What The New Fed Dot Plot Is Telling Us

As expected, the Federal Reserve raised interest rates on Wednesday by 25 basis points to a target range of 50-75 basis points.

During the press conference, Janet Yellen noted that "near term risks to the economic outlook appear roughly balanced." She noted improvement in GDP, unemployment, manufacturing and even wage growth. The markets had a small spike briefly following the announcement before settling down around 0.5% on the day.

One of the more intriguing pieces that gets released during Fed press conferences is the Fed Dot Plot. This is the report that indicates where the members feel interest rates are heading over the next few years. The Dot Plot isn't official but it does give us something to talk about. I haven't put much weight into the Dot Plot mostly because of how wrong it's been in the past. The reports from over the past couple of years have regularly called for multiple rate hikes only to have none of them come to fruition.

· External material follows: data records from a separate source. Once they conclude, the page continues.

PR #2219, opened 2024-05-23
Add client-side GraphQL handling

williamjallen:
Apollo is currently the most popular GraphQL client and caching library.  This PR eliminates my prior attempt at creating a custom GraphQL client, and sets up Apollo for future use.  As a proof-of-concept, I switched `/projects` to a GraphQL backend to demonstrate Apollo's pagination features.  While doing so, I added Luxon for easy client-side date handling.

Since the API endpoint for `/projects` is no longer used, I have marked it as deprecated, with final removal scheduled for CDash 4.0.  Users of this endpoint are advised to use the GraphQL API instead.

Reviewers can see the pagination functionality in action by changing the `default_count` value in `/config/lighthouse.php` to a small value.


tests/cypress/e2e/CMakeLists.txt
```diff
@@ -69,3 +69,6 @@ set_tests_properties(cypress/e2e/tests PROPERTIES DEPENDS cypress/e2e/view-cover
 
 add_cypress_e2e_test(build-configure)
 set_tests_properties(cypress/e2e/build-configure PROPERTIES DEPENDS cypress/e2e/tests)
+
+add_cypress_e2e_test(all-projects)
+set_tests_properties(cypress/e2e/build-configure PROPERTIES DEPENDS cypress/e2e/build-configure)
```
sbelsk, line 74: I assume that's a copy-paste typo here
```suggestion
set_tests_properties(cypress/e2e/all-project PROPERTIES DEPENDS cypress/e2e/build-configure)
```

josephsnyder (changes requested):
There seems to be some weird interaction with the current time and this update.  When between the hour and 10  after, the graphql call reported a 200 response but actually an error had appeared
image

Once we got to <N>:10, the error disappeared and the GraphQL was able to return data and the page appeared.

williamjallen:
@josephsnyder Good catch.  This issue was the direct result of our nonstandard DateTime format.  This PR should wait until https://github.com/Kitware/CDash/pull/2225 is merged, so we can use ISO 8601 formatted dates for everything instead.

josephsnyder (approved):

app/cdash/app/Controller/Api/ViewProjects.php
```diff
@@ -46,6 +46,7 @@ public function __construct(Database $db)
     public function getResponse()
     {
         $response = begin_JSON_response();
+        $response['deprectated'] = 'This endpoint is deprecated and will eventually be removed.';
```
zackgalbreath, line 49:
```suggestion
        $response['deprecated'] = 'This endpoint is deprecated and will eventually be removed.';
```

zackgalbreath (changes requested):

zackgalbreath (approved):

I wrote a piece for Seeking Alpha last year talking about the Dot Plot from the Fed meeting one year ago. In it, every single member surveyed forecasted at least two rate hikes in 2016. The average forecast called for rates to rise 100 basis points during the year with one member even calling for rates to rise by 175 basis points.

Needless to say, none of it came true as we saw our only rate hike for the year come today. It's impossible to see a week into the future, let alone a few years so this report needs to be taken with several grains of salt.

So let's take a look at this quarter's plot.

This chart comes from the FOMC and shows how opinion on interest rate direction has changed over just the past three months. Red is the September Dot Plot and blue is December.

If we're looking at the survey results as a whole, the Fed is essentially telling us that it's forecasting three rate hikes in 2017. Given the past hesitation of the Fed to move rates north along with the inconsistency of the data presented, I feel like three hikes may be a little optimistic. Janet Yellen said all the right things and most of the data suggests that an economic recovery is in place but I'm expecting that the Fed won't be eager to move too far too fast. I'm anticipating two rate hikes in 2017, one in the first half of the year and one in the second.

A few other observations...

  • It's interesting to see a bit of division back in September over what should happen in the 4th quarter of 2016. 14 of the 17 members saw a rate hike yesterday. Three thought there should a 50 basis point hike while one thought there should be a 75 basis point hike. Although there was some chatter yesterday that a 50 basis point hike wouldn't be entirely unwelcome, the odds of that happening seemed virtually nil.
  • As mentioned earlier, last year's December Dot Plot forecasted four rate hikes. This was in fairly sharp contrast with what many financial experts were expecting at the time. A number thought we were headed towards a "one and done" scenario while some couldn't see the Fed raising more than two times. This quarter's Dot Plot seems more in line with consensus expectations. The market is as well positioned as it has been in years to handle higher rates and I expect we'll see multiple hikes in 2017.
  • Of the 17 members surveyed, not one sees less than one more hike coming in 2017. That seems reasonable.
  • The Fed seems ready to hit the gas on rate hikes over the next few years. Sentiment seems to have improved enough over the past three months that Fed members are now anticipating an additional rate hike. The averages from the Dot Plot indicate that right now the Fed is expecting three rate hikes in 2017, three more in 2018 and three more in 2019. Consensus obviously begins to fall apart the further you go out but it looks like the low rate policy of the last several years will end very soon.

The Fed futures market seems to be pricing in a similar trajectory. It's anticipating the greatest likelihood at around 2-3 rate hikes in 2017 with roughly a 1-in-5 chance that rates will be at least 100 basis points higher 12 months from now.

While the Fed seems prepared to raise rates at a steady clip for the foreseeable future, let's not forget that a lot could change over the next 12 months. We have a new president who's installing an entirely new cabinet with an agenda that's as of yet still unknown. How the uncertainty in foreign relations, deregulation and business investment will ultimately play out after the January inauguration remains to be seen.

The Fed Dot Plot is a fun read but it's ultimately a guess based on incomplete information. Don't put too much weight into it and you likely won't end up disappointed!